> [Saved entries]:
Content starts

PR #1137, opened 2017-12-03
Fix parser not resetting state for some escape sequences

damz:
Test case:

```
$ echo -e '\e|test'
est
```

And an _Unknown ESC control: t._ error is generated in debug mode.


Tyriar:
Does this fix make it behave the same as other terminal emulators?

image

Tyriar:
Thanks @damz! Sorry about the delay, we only just got v3 out

Issue #965, opened 2017-09-10
Canvas renderer cursor do not hide


tsl0922:
Cursor may not hided sometimes with the canvas renderer.

## Details
- Browser and browser version: Chrome 60.0.3112.113
- OS version: MacOS Sierra 10.12.6
- xterm.js version: v3 HEAD

### Steps to reproduce

1. run `htop` (`brew install htop`)
2. or run `sl` (`brew install sl`)

### Screenshots

![image](https://user-images.githubusercontent.com/1680515/30250687-735905ec-9685-11e7-80a0-80bc7ac88bb4.png)
![image](https://user-images.githubusercontent.com/1680515/30250700-9f1bd056-9685-11e7-95be-89da58af2aa5.png)

Tyriar:
Thanks for the report, I can reproduce.

LoganDark:
`brew` is a macOS-specific package manager.

tsl0922:
This does not happen on the latest master branch anymore, closing.

PR #1146, opened 2017-12-12
Fix cursor on focus

chabou:
In case of multiple terms in same document, cursor is not refreshed when focusing.
To fix that, this PR adds same refresh mechanism as blur.


chabou:
🤔  It seems to fix a side effect when term is badly reinjected in DOM.
You can reject this PR. (But it could be a good and free protection)

Tyriar:
You're not seeing https://github.com/xtermjs/xterm.js/issues/965 are you? It would be good to understand more about the issue you're seeing as the current v3 should always draw regardless of whether the element is on the DOM or not.

Tyriar:
Closing this until there is a more solid repro :smiley:

PR #1148, opened 2017-12-14
Add allowTransparency option

### LINKED ISSUE #1004: Support transparent backgrounds
It looks as though starting with 365661704424f9a33b3a2cb4b85ad144948a86a9 setting the themes background to 'none' does not work. It just sets the background to black. If it helps at all I found changing this line: https://github.com/sourcelair/xterm.js/blob/c4da8325ace6e4bde77822377bf994d389a7c75a/src/renderer/TextRenderLayer.ts#L104 to `let bg = this._colors.background` fixed the issue but not sure if that is the correct solution to the problem.

chabou:
Fixes #1004 

I didn't notice any performance loss (measuring frame rendering duration for `vtop` on electron).


src/renderer/ColorManager.ts
```diff
@@ -107,20 +107,4 @@ export class ColorManager implements IColorManager {
     this.colors.ansi[14] = theme.brightCyan || DEFAULT_ANSI_COLORS[14];
     this.colors.ansi[15] = theme.brightWhite || DEFAULT_ANSI_COLORS[15];
   }
-
-  private _validateColor(color: string, fallback: string): string {
```
Tyriar: We still need this to support `#rgb` notation as it doesn't work in canvas, I think just expanding it to allow `#rrggbbaa` will be fine

src/renderer/Renderer.ts
```diff
@@ -25,14 +25,15 @@ export class Renderer extends EventEmitter implements IRenderer {
   public colorManager: ColorManager;
   public dimensions: IRenderDimensions;
 
-  constructor(private _terminal: ITerminal, theme: ITheme) {
+  constructor(private _terminal: ITerminal, theme: ITheme, alpha: boolean) {
```
Tyriar: Let's just reference `this._terminal.options.alpha` here instead of adding another param

src/renderer/TextRenderLayer.ts
```diff
@@ -24,8 +24,8 @@ export class TextRenderLayer extends BaseRenderLayer {
   private _characterFont: string;
   private _characterOverlapCache: { [key: string]: boolean } = {};
 
-  constructor(container: HTMLElement, zIndex: number, colors: IColorSet) {
-    super(container, 'text', zIndex, false, colors);
+  constructor(container: HTMLElement, zIndex: number, alpha: boolean, colors: IColorSet) {
```
Tyriar: Let's move `alpha` to the end of the param list to be consistent with `LinkRenderLayer`

src/renderer/ColorManager.ts
chabou: I can expand #rgb to #rrggbb if detected.
But if we want to support `rgba(r,g,b,a)` and `hsl(h,s,l,a)` or `transparent`, we should not fallback to DEFAULT_BACKGROUND if `#rgb` and `#rrggbb` are not detected.
Is it ok for you ?

src/renderer/Renderer.ts
chabou: 👍

src/renderer/TextRenderLayer.ts
chabou: 👍

src/renderer/ColorManager.ts
chabou: Actually, I just tested #rgb notation and it works great 🤔

Tyriar:
Closing in favor of https://github.com/xtermjs/xterm.js/pull/1236

PR #1153, opened 2017-12-18
Add null check to SelectionManager.selectionText

### LINKED ISSUE #1152: Null pointer exception in SelectionManager
VS Code issue: https://github.com/Microsoft/vscode/issues/38292

Failing line:

https://github.com/xtermjs/xterm.js/blob/eeda380b6776320d54bd6d8a34169b66f00acae0/src/SelectionManager.ts#L197

Tyriar:
Fixes #1152


Tyriar:
Found the root cause, see https://github.com/xtermjs/xterm.js/pull/1168

Issue #1505, opened 2018-06-09
Replace IEventEmitter in API with explicit handlers


Tyriar:
```ts
// Instead of this:
this._xterm.on('key', f);
// Do this:
this._xterm.onKey(f);
```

Content ends

> [TASK ITEM]:
The lines to return begin at the first line of the records and end at the line holding "Add allowTransparency option"; please return them exactly, including both, and nothing beyond.

> [TASK ANSWER]:
PR #1137, opened 2017-12-03
Fix parser not resetting state for some escape sequences

damz:
Test case:

```
$ echo -e '\e|test'
est
```

And an _Unknown ESC control: t._ error is generated in debug mode.


Tyriar:
Does this fix make it behave the same as other terminal emulators?

image

Tyriar:
Thanks @damz! Sorry about the delay, we only just got v3 out

Issue #965, opened 2017-09-10
Canvas renderer cursor do not hide


tsl0922:
Cursor may not hided sometimes with the canvas renderer.

## Details
- Browser and browser version: Chrome 60.0.3112.113
- OS version: MacOS Sierra 10.12.6
- xterm.js version: v3 HEAD

### Steps to reproduce

1. run `htop` (`brew install htop`)
2. or run `sl` (`brew install sl`)

### Screenshots

![image](https://user-images.githubusercontent.com/1680515/30250687-735905ec-9685-11e7-80a0-80bc7ac88bb4.png)
![image](https://user-images.githubusercontent.com/1680515/30250700-9f1bd056-9685-11e7-95be-89da58af2aa5.png)

Tyriar:
Thanks for the report, I can reproduce.

LoganDark:
`brew` is a macOS-specific package manager.

tsl0922:
This does not happen on the latest master branch anymore, closing.

PR #1146, opened 2017-12-12
Fix cursor on focus

chabou:
In case of multiple terms in same document, cursor is not refreshed when focusing.
To fix that, this PR adds same refresh mechanism as blur.


chabou:
🤔  It seems to fix a side effect when term is badly reinjected in DOM.
You can reject this PR. (But it could be a good and free protection)

Tyriar:
You're not seeing https://github.com/xtermjs/xterm.js/issues/965 are you? It would be good to understand more about the issue you're seeing as the current v3 should always draw regardless of whether the element is on the DOM or not.

Tyriar:
Closing this until there is a more solid repro :smiley:

PR #1148, opened 2017-12-14
Add allowTransparency option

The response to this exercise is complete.